* _Action item_
Go through the material below and return each line with the string "changes" in it.
'''
PR #29, opened 2022-06-27
Added example script for dense, sparse, an dense-on-GPU case

### LINKED ISSUE #13: Add example script for using `DenseKKTSystem` in MadNLP
Now that we have dense form LQ problems, we can try to use the full capacity of MadNLP for dense problems. 

Let's create an example directory `./example`, and add a script that solves the dense problem with `DenseKKTSystem` and `MadNLPLapackCPU`.

Check the code here for reference:
https://github.com/MadNLP/MadNLP.jl/blob/master/test/madnlp_dense.jl

dlcole3:
Added a directory `examples/`. Built a function in `build_thinplate.jl` to create a 1D heat transfer problem from the heat transfer equation (a PDE). This function is used for the example script because it is well conditioned and scales well. Added example code in `Madnlp_densekkt_example.jl` to solve the heat transfer equation with the dense solver on both CPU and GPU. Also added code to solve the sparse problem for comparison. Also removed the `CuArray` test in the runtest folder. This seemed redundant with the `GenericArray` test. Further, my understanding is that solving on GPU just requires that the Hessian and Jacobian be `CuArray`s


src/DynamicNLPModels.jl
```diff
@@ -144,20 +144,20 @@ function LQDynamicData(
         error("size of Q is not consistent with length of s0")
     end
 
-    if !(sl  <= su)
+    if sum(sl .>= su) > 0
```
sshin23: Let's implement something like this
```julia
function _cmp_arr(op,A,B)
    for i=1:length(A)
        !op(A[i],B[i]) && return false
    end
    return true
end
```

src/DynamicNLPModels.jl
```diff
@@ -6,7 +6,7 @@ import LinearAlgebra
 import SparseArrays
 import SparseArrays: SparseMatrixCSC
 
-export LQDynamicData, SparseLQDynamicModel, DenseLQDynamicModel, get_u, get_s
+export LQDynamicData, SparseLQDynamicModel, DenseLQDynamicModel, get_u, get_s, Block_Matrices
```
sshin23: The type name should be `BlockMatrices`. Or I'd call it `DenseLQDynamicBlocks`. But is it necessary for this to be exported?

examples/Madnlp_densekkt_example.jl
```diff
@@ -0,0 +1,87 @@
...
+end
+
+function convert_to_CUDA!(lqdm::DenseLQDynamicModel)
+    H = CuArray{Float64}(undef, size(lqdm.data.H))
+    J = CuArray{Float64}(undef, size(lqdm.data.A))
+
+    LinearAlgebra.copyto!(H, lqdm.data.H)
+    LinearAlgebra.copyto!(J, lqdm.data.A)
+
+    lqdm.data.H = H
```
sshin23: shouldn't modify the model, but should recreate a model with concrete type parameters

sshin23 (changes requested):

src/DynamicNLPModels.jl
dlcole3: I originally exported these because I was rebuilding a `DenseLQDynamicModel` that contained `CuArrays`. To do this, I need the `BlockMatrices` structure so that I could pass it to `DenseLQDynamicModel`. But I agree that it should be renamed regardless.

sshin23: You can do it without exporting. To me, `BlockMatrices` should be treated as an internal data structure

examples/Madnlp_densekkt_example.jl
```diff
@@ -0,0 +1,87 @@
+using DynamicNLPModels, NLPModels, Random, LinearAlgebra, MadNLP, QuadraticModels, MadNLPGPU, CUDA, SparseArrays
```
frapac: Can you split this long line?

examples/Madnlp_densekkt_example.jl
frapac: True. In general, I prefer to not use `mutable` structure if we can

examples/Madnlp_densekkt_example.jl
```diff
@@ -0,0 +1,87 @@
...
+    lqdm.data.H = H
+    lqdm.data.A = J
+end
+
+# Define attributes of 1 D heat transfer model
+N  = 10
+ns = 5
+nu = 5
+
+dfunc = (i,k)->100*sin(2*pi*(4*i/N-12*k/ns)) + 400
```
frapac: I advise against using this syntax. Can you define a proper function:
```julia
function dfunc(i, j)
...
end
```

examples/Madnlp_densekkt_example.jl
```diff
@@ -0,0 +1,87 @@
...
+
+d = zeros(ns, N+1)
+
+for i in 1:(N+1)
+    for j in 1:ns
+        d[j,i] = dfunc(i,j)
+    end
+end
```
frapac: Or directly: 
```julia
d = [dfunc(i, j) for i in 1:(N+1), j in 1:ns]
```

examples/Madnlp_densekkt_example.jl
```diff
@@ -0,0 +1,87 @@
...
+
+dx = .1
```
frapac: style guide: prefer writing explicitly `0.1` instead of `.1`. See [here](https://jump.dev/JuMP.jl/dev/developers/style/)

examples/Madnlp_densekkt_example.jl
```diff
@@ -0,0 +1,87 @@
...
+    copyto!(jac, J)
+end
+
+function MadNLP.hess_dense!(nlp::DenseLQDynamicModel{T, V, M1, M2, M3}, x, w1l, hess; obj_weight = 1.0) where {T, V, M1<: Matrix, M2 <: Matrix, M3 <: Matrix}
+    NLPModels.increment!(nlp, :neval_hess)
+    H = nlp.data.H
+    copyto!(hess, H)
+end
+
+function convert_to_CUDA!(lqdm::DenseLQDynamicModel)
```
frapac: Suggestion: rename as `convert_to_cuda!`

examples/build_thinplate.jl
```diff
@@ -0,0 +1,106 @@
+function build_thinplate(ns, nu, N, dx, dt; d = ones(ns, N + 1).*300, Tbar = 300, dense::Bool = true, sl = -Inf, su = Inf)
+    Q = 1.0Matrix(LinearAlgebra.I, ns, ns)
```
frapac: style guide: prefer `Q = 1.0 * Matrix(...)`
The other syntax is the root to confusion

In general, I strongly advise **against** using it.

examples/build_thinplate.jl
```diff
@@ -0,0 +1,106 @@
+function build_thinplate(ns, nu, N, dx, dt; d = ones(ns, N + 1).*300, Tbar = 300, dense::Bool = true, sl = -Inf, su = Inf)
```
frapac: suggestion: `d = fill(300.0, ns, N+1)`
`Tbar = 300.0` (it's a float)

examples/build_thinplate.jl
```diff
@@ -0,0 +1,106 @@
...
+            A[ns, ns - 1] = (dt * conduction_constant)
+        else
+            A[i, i]     = (-2 * dt * conduction_constant + 1)
+            A[i, i - 1] = (dt * conduction_constant)
+            A[i, i + 1] = (dt * conduction_constant)
+
+        end
+    end
+
+    s0 = fill(Float64(Tbar), ns)
```
frapac: see comment above: Tbar should be specified as a float from the beginning

examples/build_thinplate.jl
```diff
@@ -0,0 +1,106 @@
...
+        for i in 1:N
+            block_Q[(1 + (i - 1) * ns):(ns * i), (1 + (i - 1) * ns):(ns * i)] = Q
+        end
+        block_Q[(1 + ns * N):end, (1 + ns * N):end] = Qf
+    end
+    
+    
+    dvec = vec(d)
+    Qd  = similar(dvec)
+    dQd = zeros(1,1)
```
frapac: we assume that `dQd` is a float implicitly, right? why instantiating it as an array?

src/DynamicNLPModels.jl
frapac: See also the function `all`: 
```julia
all(sl .<= su)
```
(but this solution leads to the allocation of one array)

src/DynamicNLPModels.jl
```diff
@@ -696,7 +694,7 @@ function _build_dense_lq_dynamic_model(dnlp::LQDynamicData{T,V,M,MK}) where {T,
 
     nvar = nu * N
     nnzj = size(J, 1) * size(J, 2)
-    nnzh = sum(LinearAlgebra.LowerTriangular(H) .!= 0)
+    nnzh = Int(size(H, 1) * (size(H,1) + 1) / 2)
```
frapac: Prefer using `floor(Int, yournumber)`

frapac (changes requested):

frapac (approved):
Look good to me!

sshin23 (approved):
'''
* _The completed task_
sshin23 (changes requested):
frapac (changes requested):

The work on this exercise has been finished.